A large body of evidence indicates that higher levels of physical activity (PA) in late life are associated with reduced risks of several chronic diseases and all-cause mortality (Nelson et al., 2007). On the other hand, sedentary behavior (SED), defined as any waking behavior characterized by an energy expenditure [less than or equal to] 1.5 metabolic equivalent units (METs) while in a sitting or reclining posture, is increasingly recognized as a life-style factor raising the risk of cardiovascular disease, type 2 diabetes and mortality, independent of PA levels (Biswas et al., 2015; Chomistek et al., 2013; Koster et al., 2012). Therefore, accurate measurement of the PA and SED levels in community-dwelling older population under free living conditions is needed to improve the understanding of daily PA and SED, and to inform public health strategies to increase PA and reduce SED in older adults.
Traditionally, epidemiological studies rely on subjective measures, such as questionnaires and behavioral records, in the assessment of PA in community-dwelling older people. However, such measures are often reported to either over- or underestimate PA levels due to recall bias, particularly in older adults (Kowalski et al., 2012).

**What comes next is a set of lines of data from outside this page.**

PR #237, opened 2021-07-09
Add example manifest for kube-vip:v0.3.5

abhinavmpandey08:
Add example manifest for kube-vip:v0.3.5 for deploying it as a daemonset for service `type: LoadBalancer`


thebsdbox:
Can we remove the `serviceAccount` bits and leave that to `rbac.yaml`?

abhinavmpandey08:
> Can we remove the `serviceAccount` bits and leave that to `rbac.yaml`?

Done

PR #249, opened 2021-07-26
fix: ensure node annotations are checked before watch

rawkode:
`kube-vip` gets "stuck" waiting for the Metal annotations when they already exist on the nodes.

This change allows for the annotations on the node to be checked prior to enter the watch.

I've got a new environment spinning up now to test and will report back shortly.


rawkode:
@thebsdbox I've added some tests around this and it's help identify some weird behaviour that may or may not be intended.

The `peer-ip` is parsed, comma separated, and stored within the `BGPConfig` struct. However, only a single peer is stored in the `BGPPeerConfig`.

Is this intended?

thebsdbox (approved):
/LATM (Looks Awesome to me)

PR #263, opened 2021-08-31
[metal] Use provided provider id in config if defined

detiber:
Do not perform project lookup by name when projectID is defined in the config.


thebsdbox:
Ah cool, 

Thanks for cleaning this up!

PR #267, opened 2021-09-02
Update DaemonSet generation to improve scheduling

detiber:
- Tolerate more than just the node-role.kubernetes.io/master taint, this allows
  the daemonset to schedule prior to CNI being deployed.

- Switch from using a nodeSelector to using nodeAffinity
  - Allows scheduling even if the node label does not match the value (for the node-role label, the value is generally ignored).
  - Add support for the control-plane node role rather than just master.


thebsdbox (approved):
awesome, much cleaner!

Thanks

PR #285, opened 2021-10-12
Use localhost to connect to manager

thebsdbox:
Instead of `os.Hostname()` just use the `localhost` as this is always present in the certificate SANs.

### DIFF
--- a/Makefile
+++ b/Makefile
@@ -5,7 +5,7 @@ TARGET := kube-vip
 .DEFAULT_GOAL: $(TARGET)
 
 # These will be provided to the target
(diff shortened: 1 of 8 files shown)


thebsdbox:
Strange why that worked in kind but not in real life ... Anyway

Change api-server to `kubernetes` in kube-vip instead of `localhost` and add this to the hostAliases (which is what coreDNS would do anyway)

```
spec:
  hostAliases:
  - ip: "127.0.0.1"
    hostnames:
    - "kubernetes"
 ```

PR #289, opened 2021-10-19
Auto detect default interface for VIP

thebsdbox:
This adds a `--autoInterface` cmdline that is used to generate manifests and to start kube-vip, when this is used it will look at the default Gateway and use that interface for VIPs moving forward.


yaocw2020:
LGTM

PR #294, opened 2021-10-20
Removes local leaderElection fix

thebsdbox:
A long long long time ago, `leaderElection` was broken 😢  and noone was fixing it. So we grabbed a local copy of the code and fixed it, changed the import paths and VIOLA..

The fixes is now upstream, so we can remove our local copy! 🎉


thebsdbox:
Ah @yastij requires bumping go to 1.16.

PR #317, opened 2021-11-22
Various KIND documentation fixes

lewisdiamond:
KVVERSION needs to be preceeded with `$` for shell expansion of the variable.
`kubectl` is unlikely to be a binary in the current directory and is likely to be in `$PATH`


thebsdbox:
Awesome catch! Thanks

thebsdbox:
Ok doing the DCO thing?

thebsdbox (commented):
:-)

PR #326, opened 2021-12-10
fix ddns support

sadysnaat:
Fixes: #328

### DIFF
--- a/pkg/vip/ddns.go
+++ b/pkg/vip/ddns.go
@@ -46,6 +46,10 @@ func (ddns *ddnsManager) Start() (string, error) {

Moreover, many of the existing subjective tools fail to measure SED and light-intensity PA adequately (Shephard, 2003), while these two might be major determinants of daily PA level for older adults (Colbert et al., 2014; Meijer et al., 2001). Alternatively, accelerometers are capable of measuring PA objectively, and thus have been widely accepted as valid measures of PA in a number of populations including older adults (Copeland and Esliger, 2009; Lee and Shiroma, 2014). More recently, a tri-axial accelerometer with its prediction models accounting for the type of activity performed has been shown to yield more accurate estimation of PA intensity (Midorikawa et al., 2007; Ohkawara et al., 2011), which might potentially improve the understanding of daily PA and SED in older adults.
To date, there are only a few large-scale studies that objectively assessed PA and SED using accelerometers in older adults while most of accelerometer-based studies were carried out in the western population (Arnardottir et al., 2013; Davis et al., 2011; Evenson et al., 2012; Hansen et al., 2012; Jefferis et al., 2014; Lohne-Seiler et al., 2014). Little is known regarding accelerometer-derived PA and SED levels in older adults in countries of different cultures and environments, such as Japan. Moreover, although the Japanese society undergoing the world's fastest aging, Japan has the highest healthy life expectancy at birth (Tamiya et al., 2011). Thus, data from older adults in Japan may provide unique insight into the current levels of PA and SED in older adults. The main aims of this study were therefore to 1) describe levels of PA and SED in Japanese community-dwelling older people, using tri-axial accelerometers, 2) examine the variation of PA and SED with respect to sex, age, and body mass index (BMI).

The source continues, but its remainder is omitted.